A federal judge declined Monday to pause his ordered reopening of indoor gyms in Michigan as Gov. Gretchen Whitmer appeals the decision to a higher court.
Whitmer’s administration argued for a stay on U.S. District Judge Paul Maloney’s injunction allowing gyms to reopen Thursday. But in a ruling, Maloney said he wasn’t convinced “that the injunction harms the public interest.”
“The focus must be on the prevention of injury, not merely preservation of the status quo,” Maloney said.
Whitmer and Robert Gordon, the director of the Michigan Department of Health and Human Services, are appealing Maloney’s ruling from last week to the 6th Circuit U.S. Court of Appeals.
On Friday, an attorney for Whitmer and Gordon argued in district court that the order reopening gyms during the COVID-19 pandemic should be stayed during the appeal.
“In the absence of a stay, a different stay or merits outcome on appeal would potentially cause more disruption and detrimental reliance by plaintiffs and others who would expend resources on only a fleeting lifting of restrictions under the preliminary injunction,” said John Fedynsky, an assistant attorney general representing Whitmer and Gordon.
Maloney, an appointee of former President George W. Bush granted a preliminary injunction Friday that halted executive orders requiring the closure of the facilities at the request of the League of Independent Fitness Facilities and Trainers Inc. and a group of 22 companies operating gyms here.

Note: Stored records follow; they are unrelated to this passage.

PR #6528, opened 2015-03-03
Soc 316 validating passwords browser side

lizlux:
This PR circumvents password validation so it stays in the browser as opposed to being sent over HTTP in plain text. 

I also did some code cleanup.

### DIFF
--- a/extensions/wikia/UserLogin/UserLogin.setup.php
+++ b/extensions/wikia/UserLogin/UserLogin.setup.php
@@ -51,6 +51,8 @@ JSMessages::registerPackage('UserLogin', ['userlogin-login-*']);
 JSMessages::registerPackage('UserSignup', [
 	'usersignup-page-captcha-load-fail-title',
 	'usersignup-page-captcha-load-fail-text',
+	'usersignup-error-password-length',
+	'userlogin-error-wrongpasswordempty',
 ]);
 
 // special pages
--- a/extensions/wikia/UserLogin/UserLogin.setup.php
+++ b/extensions/wikia/UserLogin/UserLogin.setup.php
@@ -61,7 +61,7 @@ JSMessages::registerPackage('UserSignup', [
  */
 $wgResourceModules['ext.userLogin'] = [
 	'localBasePath' => __DIR__ . '/scripts',
-	'remoteExtPath' => 'wikia/CookiePolicy/scripts',
+	'remoteExtPath' => 'wikia/UserLogin/js',
 	'messages' => [
 		'usersignup-error-password-length',
 		'userlogin-error-wrongpasswordempty',
--- a/extensions/wikia/UserLogin/UserLogin.setup.php
+++ b/extensions/wikia/UserLogin/UserLogin.setup.php
@@ -40,6 +40,9 @@ $wgHooks['SavePreferences'][] = 'UserLoginHooksHelper::onSavePreferences';
 $wgHooks['ConfirmEmailComplete'][] = 'UserLoginHooksHelper::onConfirmEmailComplete';
 $wgHooks['WikiaMobileAssetsPackages'][] = 'UserLoginHooksHelper::onWikiaMobileAssetsPackages';
 $wgHooks['AbortNewAccount'][] = 'UserLoginHooksHelper::onAbortNewAccount';
+// Add the JavaScript messages to the output
+$wgHooks['BeforePageDisplay'][] = "UserLoginHooksHelper::onBeforePageDisplay";
+
 
 // i18n mapping
 $wgExtensionMessagesFiles['UserLogin'] = $dir . 'UserLogin.i18n.php';
@@ -51,9 +54,20 @@ JSMessages::registerPackage('UserLogin', ['userlogin-login-*']);
 JSMessages::registerPackage('UserSignup', [
 	'usersignup-page-captcha-load-fail-title',
 	'usersignup-page-captcha-load-fail-text',
-	'usersignup-error-password-length',
-	'userlogin-error-wrongpasswordempty',
 ]);
+
+/**
+ * Use ResourceLoader to load the JavaScript module
+ */
+$wgResourceModules['ext.userLogin'] = [
+	'localBasePath' => __DIR__ . '/scripts',
+	'remoteExtPath' => 'wikia/CookiePolicy/scripts',
+	'messages' => [
+		'usersignup-error-password-length',
+		'userlogin-error-wrongpasswordempty',
+	],
+];
+
 
 // special pages
 $wgSpecialPages['Userlogin'] = 'UserLoginSpecialController';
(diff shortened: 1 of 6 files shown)


extensions/wikia/UserLogin/UserSignupSpecialController.class.php
```diff
@@ -607,18 +607,17 @@ public function formValidation() {
 
 		switch( $field ) {
 			case 'userloginext01' :
-				$response = $signupForm->initValidationUsername();
```
jsutterfield: High-five for getting ride of these unused `$response` variables.

jsutterfield:
It seems like a lot of work is being done to account for the username and password inputs having the names 'userloginext01' and 'userloginext02' on Special:UserSignup, but 'username' and 'password' in the FB Signup modal. What are you thoughts on just renaming those to 'userloginext01' and 'userloginext02' [here](https://github.com/Wikia/app/blob/dev/extensions/wikia/UserLogin/templates/FacebookSignup_modal.php#L8-L17)?

I know those pretty awful input names, but doing so should simplify the logic quite a bit. You could get rid of lines [here](https://github.com/Wikia/app/pull/6528/files#diff-3cf607c0b9d53efede246a5e56ec8188R83), [here](https://github.com/Wikia/app/pull/6528/files#diff-aa100088555a14e1c334d5ea2f3c2ec1R20), [here](https://github.com/Wikia/app/pull/6528/files#diff-aa100088555a14e1c334d5ea2f3c2ec1R32), and this if block [here](https://github.com/Wikia/app/pull/6528/files#diff-aa100088555a14e1c334d5ea2f3c2ec1R39). Also, those inputs were given those names from a signup spam attack, it may make sense to use that obfuscation defense for the new form FB Form as well just to be careful.

extensions/wikia/UserLogin/js/UserSignupAjaxValidation.js
```diff
@@ -9,12 +9,15 @@
 	 * - wikiaForm: instance of WikiaForm
 	 * - inputsToValide: array of input names to be ok'ed before submission
 	 * - submitButton: pointer to main submit button of the form
+	 * - passwordInputName: input name attribute for form's password input
 	 * @constructor
 	 */
 	var UserSignupAjaxValidation = function (options) {
 		this.wikiaForm = options.wikiaForm;
 		this.inputsToValidate = options.inputsToValidate || [];
```
jsutterfield: Hey, are these being used for anything?

extensions/wikia/UserLogin/js/UserSignupAjaxValidation.js
```diff
@@ -22,111 +25,109 @@
...
 	};
 
-	UserSignupAjaxValidation.prototype.checkFieldEmpty = function (field) {
-		return field && ((field.is('input') && field.val() === '') || (field.is('select') && field.val() === -1));
+	/**
+	 * Shared AJAX helper method
+	 * @param {object} data
+	 * @returns {jQuery} Promise
+	 */
+	UserSignupAjaxValidation.prototype.sendRequest = function (data) {
```
jsutterfield: How about giving this a slightly more descriptive name? Like `sendValidationRequest` or `validateInputOnServer`? Since we're hitting the same URL every time but just changing the inputs we want to validate.

lizlux:
@jsutterfield, in response to your comments about username and password field aliases, that's basically what I tried to do here https://github.com/Wikia/app/pull/6411. That was a very long and ultimately un-merged PR that tried to normalize field names and clean up this, until recently, unmaintained extension. 

In the end, I was unable to merge the PR b/c I ran into too many existing bugs that had to be handled before I could refactor and know that I wasn't introducing any new regressions. I shifted my solutions to the front end where I had more control over what was happening, even though I don't really like the end result, and agree with you that it could be better. 

In my last couple UserLogin-related tickets I've been slowly re-introducing some of the cleanup I did in that PR, so that work, along with your upcoming efforts of cleaning up this extension, might make it easier to implement the changes you're suggesting. In the mean time, I'd rather go with this somewhat sub-optimal code.

extensions/wikia/UserLogin/js/UserSignupAjaxValidation.js
lizlux: Oh yeah, I got rid of the functions that were using this array. Looks like we can get rid of that option too.

jsutterfield:
@lizlux, ah, looks like you were way ahead of me on this one :)

This solution works perfectly fine, sticking with it sounds good to me. I agree this extension was(/still kinda is) a mess. We can keep in mind trying to consolidate those input names down the line as we hack away at the tech debt, but this definitely works as an alternative until we get to that point.

extensions/wikia/UserLogin/UserLogin.setup.php
```diff
@@ -53,6 +56,19 @@
 	'usersignup-page-captcha-load-fail-text',
 ]);
 
+/**
+ * Use ResourceLoader to load the JavaScript module
+ */
+$wgResourceModules['ext.userLogin'] = [
+	'localBasePath' => __DIR__ . '/scripts',
+	'remoteExtPath' => 'wikia/CookiePolicy/scripts',
```
armonr: Why is this pointing to CookiePolicy?

extensions/wikia/UserLogin/js/UserSignupAjaxValidation.js
```diff
@@ -22,111 +23,109 @@
...
-	};
+	UserSignupAjaxValidation.prototype.validatePassword = function (password) {
+		var pwLength = password.length,
+			msg = '',
+			inputName = this.passwordInputName,
+			response = {};
+
+		// check password isn't too short (defaults to 1 char)
+		if (pwLength < wgMinimalPasswordLength) {
+			msg = mw.message('userlogin-error-wrongpasswordempty').escaped();
```
armonr: If the minimum password length to more than 1, user gets error saying "your password is empty" rather than "your password is too short". We probably need to change this message or make a new one. Either way, it requires translation :(

extensions/wikia/UserLogin/UserLogin.setup.php
lizlux: B/c of copy and paste :wink:. I'll fix.

extensions/wikia/UserLogin/js/UserSignupAjaxValidation.js
lizlux: Let's handle that in a separate ticket. I'll inform Cristina.

lizlux: Noted here https://wikia-inc.atlassian.net/browse/SOC-468

armonr: :+1:

lizlux:
Unit tests are passing on my devbox so I'm going to merge this.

Under it, the gyms can reopen Thursday.
“Unfortunately, on the record before it, the court has not been presented with any evidence that shows a rational relation between the continued closure of indoor gyms and the preservation of public health,” Maloney said.
Whitmer and Gordon entered a notice of appeal on Friday and argued the court’s injunction should have been immediately halted pending the appeal because it “fundamentally alters the status quo” and “imposes substantive restrictions on core public health authority in an ongoing pandemic.”
“The idea that gyms — with their high levels of heavy respiratory activity, shared indoor spaces, and shared surfaces — might be one of the later businesses to come back online in the midst of this global pandemic is hardly surprising and highly sensible,” Fedynsky said.
As of Monday, Michigan reported 61,409 confirmed cases of COVID-19.
In a response filed Monday, Scott M. Erskine, an attorney for the gyms, said the motion for a stay was primarily “an improper motion for reconsideration.”
“Preliminary injunctions are designed to prevent irreparable injury, and if the existing status quo itself is causing one of the parties irreparable injury, it is necessary to alter the situation so as to prevent the injury,” Erskine said.